▶ _ABOUT THIS TASK_
Which of the lines below include the word "merging"? Pull each one out.

▶ _DATA EXCERPTS_
PR #159, opened 2026-04-04
feat: add SameNetTraceMergeSolver to merge close same-net trace segments

drmabus:
Closes #29

Adds SameNetTraceMergeSolver to merge close same-net trace segments.

Changes
- Introduced SameNetTraceMergeSolver
- Groups traces by globalConnNetId
- Merges close parallel overlapping segments
- Simplifies paths using simplifyPath
- Inserted into pipeline after traceOverlapShiftSolver and before netLabelPlacementSolver

Why
Improves routing cleanliness and reduces redundant trace segments in the solver output.

## Validation
- npm run build
- npm run format:check


rushabhcodes (changes requested):
add snapshot proof

drmabus:
Added snapshot proof.

Snapshot:
 
After



The SameNetTraceMergeSolver improves merging of close same net segments internally. The effect is more evident in test validation rather than large visual differences in this example.

Validation:
- bun test tests/examples/example29.test.ts
- bun test

Both are passing, including example29 which previously failed due to over merging.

▶ _RESPONSE BELOW_
The SameNetTraceMergeSolver improves merging of close same net segments internally. The effect is more evident in test validation rather than large visual differences in this example.
Both are passing, including example29 which previously failed due to over merging.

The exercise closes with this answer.